Korean Air was recently included in the value-up index announced by the government, but its capacity to expand shareholder returns is expected to be limited. Researcher An noted, "Dividends for 2022 and last year were the same at 750 KRW, with payout ratios of 15.6% and 26.1%, respectively. According to the current dividend policy, dividends are within 30% of net income on a separate basis. Considering this year's performance alone, there is sufficient room to increase dividends. However, with the upcoming acquisition of Asiana Airlines, the capacity to expand shareholder returns will be limited."
Regarding the acquisition of Asiana Airlines, expected to be completed this year, he said, "For about two years, Asiana Airlines will be reflected as a subsidiary in Korean Air's consolidated financial statements. Asiana Airlines is expected to significantly improve its cost structure through capital increase via paid-in capital and debt repayment." He added, "By simple calculation, after the capital increase, Asiana Airlines' debt ratio will fall to the 600% range, and interest expenses will be reduced by at least 115 billion KRW annually."

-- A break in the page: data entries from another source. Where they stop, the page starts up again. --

PR #8015, opened 2024-02-21
add SymCrypt and SymCrypt-OpenSSL to images with openssl

tobiasb-ms:
###### Merge Checklist  

- [x] Ready to merge

---

###### Summary 
Add `SymCrypt` and `SymCrypt-OpenSSL` as `Recommends` packages for `openssl` and add them to images with `openssl`.

Note that an initial version of this commit with incorrect capitalization on `SymCrypt-OpenSSL` was merged in #7977 and then reverted in #8001.

In AZL 3 `openssl` relies on `SymCrypt` for `FIPS` mode. As such, we want `SymCrypt` and the related `SymCrypt-OpenSSL` packages installed where `openssl` is installed. To accomplish this, we do two things:
1. Add these packages as `Recommends` in the `openssl` spec. This means that if the package manager can find these packages, it will install them when `openssl` is installed, but it won't refuse to install `openssl` if it can't find them.
2. Add these packages to any image that has `openssl`.

One may wonder why we didn't simply add these packages as `Requires` to `openssl`. The issue here is that `SymCrypt` has a `BuildRequires` on `python`, which in turn requires `openssl`, so there's a circular dependency.

###### Change Log  
- Add `SymCrypt` and `SymCrypt-OpenSSL` as `Recommends` in the `openssl` spec file.
- Add `SymCrypt` and `SymCrypt-OpenSSL` to any image that already has `openssl`
- 
**YES**

###### Test Methodology
- Tested locally to make sure the relevant `Recommends` and `Requires` gets into the built rpms.
- Build: https://dev.azure.com/mariner-org/mariner/_build/results?buildId=510542&view=results

### DIFF
--- a/SPECS/core-packages/core-packages.spec
+++ b/SPECS/core-packages/core-packages.spec
@@ -71,6 +71,8 @@ Requires:       rpm
 Requires:       rpm-libs
 Requires:       sed
 Requires:       sqlite-libs
+Requires:       SymCrypt
+Requires:       SymCrypt-OpenSSL
 Requires:       tdnf
 Requires:       tdnf-plugin-repogpgcheck
 Requires:       xz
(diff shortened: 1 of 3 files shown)


dmcilvaney (approved):

mfrw (commented):
/cc @kanikanema for awareness.

PR #8028, opened 2024-02-22
Updates to azurelinux-release

ddstreetmicrosoft:
Several updates to the azurelinux-release package:
- remove %%config(noreplace) from *-release files                                                                                                                                             
- define dist_version and use local macros                                                                                                                                                    
- move *-release and issue files under %%_libdir and make %%_sysconfdir symlinks                                                                                                              
- use consistent creation of here documents                                                                                                                                                   
- add issue.d dir                                                                                                                                                                             
- move macros.dist into this package                                                                                                                                                          
- Add default systemd presets


SPECS/azurelinux-release/90-default.preset
```diff
@@ -0,0 +1,184 @@
...
+enable dmraid-activation.service
+
+enable mdmonitor.service
+enable mdmonitor-takeover.service
+
+enable raid-check.timer
+
+enable spice-vdagentd.service
+
+enable qemu-guest-agent.service
```
romoh, line 93: why is this enabled by default? 
AFAIK the common usage is not qemu VMs. This should only be enabled in the `qemu-guest` references image

ddstreetmicrosoft: These are simply the presets, these don't mean the package will actually be installed.

For `qemu-guest-agent` in particular, you can see it's `WantedBy=dev-virtio\x2dports-org.qemu.guest_agent.0.device` so, *when enabled*, it will only register itself to actually be *started* when that virtual device is detected in the system. Meaning that even if the package is installed onto a system, and the service is enabled, it won't actually get started unless it's actually a qemu guest instance.

I have no particularly strong feeling about any of the presets (taken mostly from fedora's presets), and I also have no problem with specific image builds adding (or overriding) any presets. However this one in particular seems to make sense to leave enabled here, unless I'm missing something.

nicogbg (approved):

SPECS/mariner-rpm-macros/mariner-rpm-macros.signatures.json
```diff
@@ -12,7 +12,6 @@
   "gpgverify": "db0e050f56b694497d70603a6f5c17dd60ddbcf7cee670616851cd389f6767c4",
   "macros": "b7ad5c17d6ce105427eeef54f43317cb1cc8cc114bfeca7693069242ad747d20",
   "macros.check": "79367176c3c7d10c0158b6e5d881e0fc3c8fd50c5957dad2f097c2d4a37833e7",
-  "macros.dist": "817653f151349adff8c658143cf01ad1f8b51168be2087e4e02778224da85d63",
```
PawelWMS, line 15: Does the full toolchain and packages build show no regressions after this change? I believe we should be fine but want to make sure.

ddstreetmicrosoft: here's a fresh pipeline run:
https://dev.azure.com/mariner-org/mariner/_build/results?buildId=513845&view=results

SPECS/systemd/systemd.spec
```diff
@@ -1,10 +1,4 @@
 
-# Temporary until azure-release-common is updated to carry macros.dist that defines %azure
-%if %{defined azure}
-%{error:Once azure macro is defined in macros.dist, please remove this}
-%endif
-%global azure 3
```
PawelWMS, line 6: Does `systemd` still build correctly after this change? I think it doesn't have the `azurelinux-release` package present during the build, so the `azure` macro may not be set.

dmcilvaney: With the changes from https://github.com/microsoft/CBL-Mariner/pull/8013 we will also have these defined by the build tools explicitly (but agreed the buildrequires should also cover it).

SPECS/azurelinux-release/azurelinux-release.spec
```diff
@@ -1,67 +1,125 @@
...
+ln -sv ..%{_libdir}/issue.net %{buildroot}%{_sysconfdir}/issue.net
+
+install -d -m 755 %{buildroot}%{_sysconfdir}/issue.d
+
+cat <<-"EOF" > %{buildroot}%{_rpmmacrodir}/macros.dist
+# dist macros.
+
+%%__bootstrap         ~bootstrap
+%%azure               %{dist_version}
+%%azl%{dist_version}  1
```
dmcilvaney, line 79: We decided that `azl<ver> 1` does not give much value over `azl <ver>`
```suggestion
%%azl                %{dist_version}
```

SPECS/systemd/systemd.spec
PawelWMS: Adding the BR would cause a circular dependency between `systemd` and `azurelinux-release`. With the changes from #8013, which inject the `azl` and `dist` macros, I think we should be fine with building `systemd` the way it's defined in this commit. We need to work on unifying the source of truth for these macros but that's completely out of scope for this PR and #8013.

PawelWMS (commented):
I really like these changes. The only reason I haven't approved yet, is that we probably need to wait for #8013 to define the `azl` macro `systemd.spec` depends. For now, unfortunately, we can't deliver it from `azurelinux-release` for that spec. Once that's in and `systemd` builds, I think we'll be good to go.

PawelWMS (approved):
Changes look good. The full build you linked a while earlier failed due to missing signatures, though. The signatures are definitely here in this version of the PR, so I hope that's not going to fail anymore. I just started [another build](https://dev.azure.com/mariner-org/mariner/_build/results?buildId=516648&view=results). Before you merge, please make sure there are no regressions in the toolchain and package builds.

ddstreetmicrosoft:
> Changes look good. The full build you linked a while earlier failed due to missing signatures, though. The signatures are definitely here in this version of the PR, so I hope that's not going to fail anymore. I just started [another build](https://dev.azure.com/mariner-org/mariner/_build/results?buildId=516648&view=results). Before you merge, please make sure there are no regressions in the toolchain and package builds.

unfortunately that failed due to a mismatch in the nftables signatures, but it did get through the toolchain build.

I rebased and added a commit to fix the nftables signatures also.

christopherco (approved):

He continued, "Although Korean Air will face short-term fluctuations due to the transfer of European and U.S. routes and merger costs, in the long term, as the only large-scale full-service carrier (FSC) in Korea, it needs to raise its valuation through strengthening dominance on long-haul routes and network optimization synergies." He added, "The full-scale synergy effects are expected after the merger. Currently, Korean Air's stock price is significantly undervalued."